The Commissioner did not abuse her discretion in rejecting the conclusions contained in the Lewin Group report, which rested upon estimated 2008 data and, as described in the report, "high-level assumptions." Although we appreciate that Englewood, in particular, has experienced significant financial difficulties, we do not second-guess the Commissioner's judgment that those competitive difficulties do not trump the patient and community benefits offered by the reestablishment of a community hospital in Westwood.*fn21 The record is also suggestive that some of Englewood's financial problems may stem from unrelated labor disputes.
Lastly, we reject appellants' supposition that the issuance of a CN to HUMC North was granted simply to appease voters, without regard to the merits of the application. Regardless of what its political impact may or may not be, the Commissioner's detailed final agency decision withstands scrutiny on its own accord, as it provides more than ample credible reasons to justify the issuance of the CN.
As we have already noted, the Commissioner did take into account, with justification, the overwhelming desire of Pascack Valley residents to have a community hospital reopened in Westwood. We appreciate that it may be natural for residents in every community to desire a local hospital within minutes from their homes. But such community support was clearly not the only factor that the Commissioner considered here.
The market data generated since the closure of PVH, along with the many other analytic factors relied upon in the Commissioner's decision, provide reasonable support for her prudent exercise of regulatory judgment. We will not question the wisdom of her policy-laden assessment. See St. Barnabus Med. Ctr. v. Cnty. of Essex, 111 N.J. 67, 87 (1988) (noting the courts' deference to regulatory judgments, as well as legislative judgments, in deciding matters of policy) (Pollock, J., concurring); Local 518, N.J. State Motor Vehicle Emps. Union v. Div. of Motor Vehicles & Dep't of Personnel, 262 N.J. Super. 598, 606 (App. Div. 1993) (noting the judicial reluctance to question the wisdom of policy-oriented decisions made by administrative agencies).

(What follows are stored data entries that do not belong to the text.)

PR #1421, opened 2023-10-26
fix(settings): fix audio 

### LINKED ISSUE #1405: bug(settings): output device is set to zero automatically
image

to reproduce, drag the slider to a non-zero value, navigate away from the settings page, then return.

sdwoodbury:
### What this PR does 📖

image

- the sliders are now ~~disabled~~ commented out  because that stuff isn't implemented. 
- the options to change the audio sampling rate and level of echo cancellation are removed because they were not implemented. 
- there is now a switch to toggle echo cancellation (echo cancellation is binary, there aren't any levels for it). 
- calls blink less regarding the audio config - blink provides a struct that can poll the hardware without further interaction with blink. This is now used in the coroutine in the audio settings page.  

- Resolve #1405


luisecm:
The automated tests will fail on this pr since there are tests asserting for texts displayed on Settings Audio - Sample Rate and Noise Suppression. So, there is no need to wait on the CI for approving this PR. I will update the tests as soon as this one is merged.

stavares843 (commented):
in my opinion the sliders being there but deactivated seems a bug

i believe we should add a coming soon when hovering instead

sdwoodbury:
> in my opinion the sliders being there but deactivated seems a bug
> 
> i believe we should add a coming soon when hovering instead

or we could just comment them out

stavares843:
or that lol

common/src/state/configuration.rs
```diff
@@ -72,7 +72,7 @@ pub struct AudioVideo {
 impl Default for AudioVideo {
     fn default() -> Self {
         Self {
-            noise_suppression: false,
+            echo_cancellation: false,
```
lgmarchi: Make sense serde default be true, and impl Default be false?

stavares843 (approved):

ui/src/components/settings/sub_pages/audio.rs
```diff
@@ -150,17 +172,18 @@ pub fn AudioSettings(cx: Scope) -> Element {
...
-                    aria_label: "range-input-device".into(),
-                    initial_value: 100.0,
-                    min: VOL_MIN,
-                    max: VOL_MAX,
-                    icon_left: Shape::Microphone,
-                    icon_right: Shape::MicrophoneWave,
-                    onchange: move |_| {}
-                }
-            }
+            // SettingSectionSimple {
```
lgmarchi, line 175: Can we add TODO for why we let it commented?

ui/src/components/settings/sub_pages/audio.rs
```diff
@@ -169,57 +192,64 @@ pub fn AudioSettings(cx: Scope) -> Element {
...
-                    aria_label: "range-output-device".into(),
-                    initial_value: VOL_MIN,
-                    min: 0.0,
-                    max: VOL_MAX,
-                    icon_left: Shape::Speaker,
-                    icon_right: Shape::SpeakerWave,
-                    onchange: move |_| {}
-                }
-            }
+            // SettingSectionSimple {
```
lgmarchi, line 199: Same here about TODO.

ui/src/components/settings/sub_pages/audio.rs
```diff
@@ -1,28 +1,26 @@
...
 use warp::logging::tracing::log;
 
-use crate::components::settings::{SettingSection, SettingSectionSimple};
+use crate::components::settings::SettingSection;
 use common::state::{action::ConfigAction, Action, State};
 use common::{sounds, WARP_CMD_CH};
 
-pub const VOL_MIN: f32 = 0.0;
-pub const VOL_MAX: f32 = 200.0;
+// pub const VOL_MIN: f32 = 0.0;
```
lgmarchi, line 15: Add a TODO why we let it commented

lgmarchi (approved):
Just left a question and suggetions

dariusc93 (approved):

common/src/state/configuration.rs
sdwoodbury: "does this make sense?" no. i think that if  a struct implements Default, it shouldn't have `#[serde(default)]` on any of its attributes.

PR #1472, opened 2023-11-07
feat(friends): Add feature to share friends

### LINKED ISSUE #1424: feat(friends): add option to share someone's contact information
i imagine this working as follows - right click on a friend from the friend's list (maybe also the quickprofile menu) and select an option to share the contact. A list appears from which you select a friend (maybe multiple) and then a special message gets sent to the person/persons, like the one shown here 
https://github.com/Satellite-im/Uplink/issues/1255

for reference, the friends page
image

and quick profile 
image

Flemmli97:
### What this PR does 📖

- Adds a feature to share the did of a friend to a chat. This is possible either via the friends list page or via quickprofile
  If via quickprofile the current chat the user is in is excluded

- Resolve #1424


phillsatellite:
This is working great flem really awesome work, I think it would be cool if we could select multiple people to send did to, similar to what we have in the share files modal but besides that works great! 
Captura_de_ecra_2023-11-07_as_19 50 13
Captura_de_ecra_2023-11-07_as_19 50 04

ui/src/components/friends/friends_list/mod.rs
```diff
@@ -336,3 +363,138 @@ pub fn FriendsSkeletal(cx: Scope) -> Element {
...
+                    height: "80px",
+                    padding: "16px",
+                    display: "inline-flex",
+                    User {
+                        username: participants_name,
+                        subtext: subtext_val,
+                        timestamp: raygun::Message::default().date(),
+                        active: false,
+                        user_image: cx.render(rsx!(
+                            if chat.conversation_type == ConversationType::Direct {rsx! (
```
dariusc93: It would be more idiomatic to use a match condition instead of let. That way if there are any other conversation types, we can expand on it cleanly.

ui/src/layouts/chats/presentation/quick_profile/mod.rs
```diff
@@ -413,6 +429,17 @@ pub fn QuickProfileContext<'a>(cx: Scope<'a, QuickProfileProps<'a>>) -> Element<
             }
         ))
         ,
+        share_did.is_some().then(||{
```
dariusc93: No need to change, but you could possibly use `map` and add the components there so if `share_did` is `Some(_)`, it can be used, otherwise it will be ignored if its `None`

phillsatellite (approved):

sdwoodbury (approved):

PR #1488, opened 2023-11-08
refactor(EmojiSuggestion): Close emoji suggestion modal with X button or typing ESCAPE keycode

### LINKED ISSUE #1479: improvement(emojis): add a close modal button or ability to press Escape to close it
@luisecm suggestion:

Based upon the record before us, we conclude that the Commissioner's final agency decision to grant the CN to HUMC North, after extensive submissions and two public hearings, was neither arbitrary nor capricious and, in fact, was well within the confines of the statutory and regulatory framework. Appellants have failed to meet their burden of providing a "clear showing" as required by Virtua-West Jersey, supra, 194 N.J. at 422, to overcome the strong presumption that the agency's determination was reasonable.